Exercise description: Begin at the line bearing "Resolves the following". Transcribe it and all subsequent lines of the material below exactly, and nothing more.

Data to examine:

------------------------

PR #7498, opened 2019-01-25
Don't check if site URL is absolute if it is nil

ashmaroli:
- This is a 🐛 bug fix.

## Summary

Resolves the following scenario:

```ruby
url = nil
Addressable::URI.parse(url).absolute?

# => undefined method `absolute?' for nil:NilClass
```

### DIFF
--- a/lib/jekyll/commands/doctor.rb
+++ b/lib/jekyll/commands/doctor.rb
@@ -161,7 +161,7 @@ module Jekyll
         end
 
         def url_absolute(url)
-          return true if url && Addressable::URI.parse(url).absolute?
+          return true if url && Addressable::URI.parse(url.to_s).absolute?
 
           Jekyll.logger.warn "Warning:", "Your site URL does not seem to be absolute, "\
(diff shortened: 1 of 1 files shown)


ashmaroli:
> How did this _ever_ work?

The boilerplate config file generated by `jekyll new` has `url: ''`. So, the chances of Doctor failing with an error were less.

lib/jekyll/commands/doctor.rb
```diff
@@ -161,7 +161,7 @@ def url_valid?(url)
         end
 
         def url_absolute(url)
-          return true if Addressable::URI.parse(url).absolute?
+          return true if url && Addressable::URI.parse(url.to_s).absolute?
```
parkr: Should we just `return false unless url` instead?

ashmaroli: I think we should allow just `String` instances to be parsed..

DirtyF:
@jekyllbot: merge +fix

PR #7503, opened 2019-01-29
Changed order of steps

byebyers:
When setting up CircleCI for my Jekyll site I needed to have the site built first before running HTMLProofer. So I switched their order to reflect that. Other than that this guide works like a charm!


DirtyF:
Thanks for the edit @byebyers 👍 

@jekyllbot: merge +docs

------------------------

Result:
Resolves the following scenario:

```ruby
url = nil
Addressable::URI.parse(url).absolute?

# => undefined method `absolute?' for nil:NilClass
```

### DIFF
--- a/lib/jekyll/commands/doctor.rb
+++ b/lib/jekyll/commands/doctor.rb
@@ -161,7 +161,7 @@ module Jekyll
         end
 
         def url_absolute(url)
-          return true if url && Addressable::URI.parse(url).absolute?
+          return true if url && Addressable::URI.parse(url.to_s).absolute?
 
           Jekyll.logger.warn "Warning:", "Your site URL does not seem to be absolute, "\
(diff shortened: 1 of 1 files shown)


ashmaroli:
> How did this _ever_ work?

The boilerplate config file generated by `jekyll new` has `url: ''`. So, the chances of Doctor failing with an error were less.

lib/jekyll/commands/doctor.rb
```diff
@@ -161,7 +161,7 @@ def url_valid?(url)
         end
 
         def url_absolute(url)
-          return true if Addressable::URI.parse(url).absolute?
+          return true if url && Addressable::URI.parse(url.to_s).absolute?
```
parkr: Should we just `return false unless url` instead?

ashmaroli: I think we should allow just `String` instances to be parsed..

DirtyF:
@jekyllbot: merge +fix

PR #7503, opened 2019-01-29
Changed order of steps

byebyers:
When setting up CircleCI for my Jekyll site I needed to have the site built first before running HTMLProofer. So I switched their order to reflect that. Other than that this guide works like a charm!


DirtyF:
Thanks for the edit @byebyers 👍 

@jekyllbot: merge +docs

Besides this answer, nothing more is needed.